• _Stored items_
***
PR #3883, opened 2022-03-25
Fixing order of exported inputs in NLP models

borisfom:
Signed-off-by: Boris Fomitchev <bfomitchev@nvidia.com>

# What does this PR do ?

Fixing remaining issues with exported order of inputs of NLP models:
* Except Punct&Capital, exported order of inputs of BERT networks was wrong
* There were discrepancies between Bert and Roberta/CamamBert forward() argument orders in nlp/modules/common/huggingface

Also cleaned up unused input_types()/output_types() overloads

**Collection**: [Note which collection this PR will affect]

# Changelog 
- Add specific line by line info of high level changes in this PR.

# Usage
* You can potentially add a usage example below

```python
# Add a code snippet demonstrating how to use this 
```

# Before your PR is "Ready for review"
**Pre checks**:
- [ ] Make sure you read and followed [Contributor guidelines](https://github.com/NVIDIA/NeMo/blob/main/CONTRIBUTING.md)
- [ ] Did you write any new necessary tests?
- [ ] Did you add or update any necessary documentation?
- [ ] Does the PR affect components that are optional to install? (Ex: Numba, Pynini, Apex etc)
  - [ ] Reviewer: Does the PR have correct import guards for all optional libraries?
  
**PR Type**:
- [ ] New Feature
- [ ] Bugfix
- [ ] Documentation

If you haven't finished some of the above items you can still open "Draft" PR.

## Who can review?

Anyone in the community is free to review the PR once the checks have passed. 
[Contributor guidelines](https://github.com/NVIDIA/NeMo/blob/main/CONTRIBUTING.md) contains specific people who can review PRs to various areas.

# Additional Information
* Related to # (issue)

PR #3893, opened 2022-03-28
Megatron support

ramanathan831:
# What does this PR do ?

Add MegatronBert support for more NLP models; 
Add support for finetuning a downstream task which used MegatronBert as pretrained model

Fix RIVA and ONNX export issues of Bert and MegatronBert (This is coming from https://github.com/NVIDIA/NeMo/pull/3883 PR)
The change in order of arguments won't break usage of anyone unless they deliberately turned off parameters check and passed arguments in positional fashion. ONNX export is one of the places that does that internally in PyTorch and that's why we need to make that order consistent across HF and Nemo BERT models and NLPModel that uses those modules as input_module.

NLPModel __init__() refactoring ( https://github.com/NVIDIA/NeMo/pull/3887 ) 
This is done to reduce code duplication and make it manageable. Each class has their own minor config differences and registers own artifacts, and those subtle inconsistencies break assumptions downstream (e.g. in Riva)

NLP

# Changelog 

# Usage

```python
```

**Pre checks**:
- [ x] Make sure you read and followed [Contributor guidelines](https://github.com/NVIDIA/NeMo/blob/main/CONTRIBUTING.md)
  - [x ] Reviewer: Does the PR have correct import guards for all optional libraries?
  
**PR Type**:
- [x ] New Feature
- [x ] Bugfix
- [ ] Documentation

## Who can review?

# Additional Information
* Related to # (issue)


Zhilin123 (commented):
For some of the dialogue models (IntentSlot, DialogueStateTracking), I see that `self.bert_model = get_lm_model (...)` is deleted. Presumably, this function is now subsumed under `super().__init__()` . Can you explain why this is done?

Zhilin123 (commented):
I am also curious why the signature for `def forward(self, input_ids, attention_mask, token_type_ids):` would be changed, as presumably this will break usage for many people who have already built upon these models. Is there a way to keep the signature the same?

borisfom:
> I am also curious why the signature for `def forward(self, input_ids, attention_mask, token_type_ids):` would be changed, as presumably this will break usage for many people who have already built upon these models. Is there a way to keep the signature the same?

This is coming from #3883 PR, fixing the bug with ONNX export. The change in order of arguments won't break usage of anyone except they deliberately turned off parameters check and passed arguments in positional fashion. ONNX export is one of the places that does that internally in PyTorch and that's why we need to make that order consistent across HF and Nemo BERT models and NLPModel that uses those modules as input_module.

borisfom:
> For some of the dialogue models (IntentSlot, DialogueStateTracking), I see that `self.bert_model = get_lm_model (...)` is deleted. Presumably, this function is now subsumed under `super().__init__()` . Can you explain why this is done?

This is done to reduce code duplication and make it manageable. Each class has their own minor config differences and registers own artifacts, and those subtle inconsistencies break assumptions downstream (e.g. in Riva)

Zhilin123:
> This is coming from https://github.com/NVIDIA/NeMo/pull/3883 PR, fixing the bug with ONNX export. The change in order of arguments won't break usage of anyone unless they deliberately turned off parameters check and passed arguments in positional fashion. ONNX export is one of the places that does that internally in PyTorch and that's why we need to make that order consistent across HF and Nemo BERT models and NLPModel that uses those modules as input_module.
> This is done to reduce code duplication and make it manageable. Each class has their own minor config differences and registers own artifacts, and those subtle inconsistencies break assumptions downstream (e.g. in Riva)
Makes sense. I think there would a number of people who turn off parameters check [particularly as attention_mask and token_type_ids seem to be of the same shape] and use the args in the positional manner. Therefore, it might be helpful to raise a warning or be clear about it in the documentation that this is a breaking, non-backward-compatible change.

borisfom (approved):

borisfom (approved):

PR #3898, opened 2022-03-29
Make test_gpt_eval unit test less strict

yidong72:
Make the unit test less strict and make inference configuration immutable.


ericharper (approved):
LGTM. Thanks!

PR #3975, opened 2022-04-12
Fix notebook `misconfiguration` error

yidong72:
# What does this PR do ?

The notebook is complaining about Trainer `misconfiguration` error because it tries to spawn processes in the python interactive session. Fixed it by using torch elastic environment.


ericharper (approved):
LGTM. Thanks!

PR #3977, opened 2022-04-12
Megatron NMT Restore from T5/BART and finetune

MaximumEntropy:
# What does this PR do ?

Adds the ability to restore from a T5/BART model and fine-tune it for NMT. With tarred datasets only.

**Collection**: NLP

# Changelog 
- Fixes issues with rebasing to the Encoder-Decoder PP changes.
- Overrides the pre-training config with NMT-related things.
- Reconfigures the microbatch calculator on every training/eval step.

# Usage

Edit the aayn_base_megatron.yaml file with

- pretrained_model_path: /path/to/pretrained/t5.nemo
- pretrained_model_type: t5/bart

**Pre checks**:
  
**PR Type**:
- [ ] New Feature
- [ ] Bugfix
- [ ] Documentation

## Who can review?

# Additional Information
* Related to # (issue)


nemo/collections/nlp/models/machine_translation/mt_enc_dec_model.py
```diff
@@ -538,24 +546,52 @@ def setup_enc_dec_tokenizers(
...
             use_fast=False,
             r2l=decoder_r2l,
+            legacy=decoder_sentencepiece_legacy,
         )
 
         # validate no token is negative for sentencepiece tokenizers
-        for tok_name, tok_library, tok_model in [
-            ("encoder_tokenizer", encoder_tokenizer_library, encoder_tokenizer),
-            ("decoder_tokenizer", decoder_tokenizer_library, decoder_tokenizer),
+        for tok_name, tok_library, tok_model, legacy in [
```
aklife97, line 553: Is it necessary to have the legacy support here in the non-megatron NMT model? It would be great to keep the legacy code in minimal amount of places, so whenever we switch off from using the legacy tokenizer we don't have to worry about a lot of old models breaking.

nemo/collections/nlp/models/language_modeling/megatron_lm_encoder_decoder_model.py
```diff
@@ -570,6 +570,71 @@ def process_micro_batch(self, micro_batch):
 
         return tokens_enc, tokens_dec, loss_mask, labels, enc_mask, dec_mask
 
+    def _process_global_batch_without_megatron_batch_sampler(self, global_batch, tokenizer=None):
```
aklife97, line 573: Wouldn't it better to do this as part of dataloader as discussed? 
If that's upcoming in an upcoming/broader PR then looks good

nemo/collections/nlp/data/machine_translation/preproc_mt_data.py
```diff
@@ -944,7 +958,54 @@ def write_parallel_batches_to_tarfiles(
             decoder_bpe_dropout=decoder_bpe_dropout,
             decoder_model_name=decoder_model_name,
             decoder_r2l=decoder_tokenizer_r2l,
+            encoder_tokenizer_legacy=encoder_tokenizer_legacy,
+            decoder_tokenizer_legacy=decoder_tokenizer_legacy,
         )
+
+        # validate no token is negative for sentencepiece tokenizers and add missing special tokens.
+        for tok_name, tok_library, tok_model, legacy in [
```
***
• _TASK_
Scan the entries above for the string "Contributor" and copy each line that contains it.

• _RESPONSE TO THE EXERCISE_
- [ ] Make sure you read and followed [Contributor guidelines](https://github.com/NVIDIA/NeMo/blob/main/CONTRIBUTING.md)
[Contributor guidelines](https://github.com/NVIDIA/NeMo/blob/main/CONTRIBUTING.md) contains specific people who can review PRs to various areas.
- [ x] Make sure you read and followed [Contributor guidelines](https://github.com/NVIDIA/NeMo/blob/main/CONTRIBUTING.md)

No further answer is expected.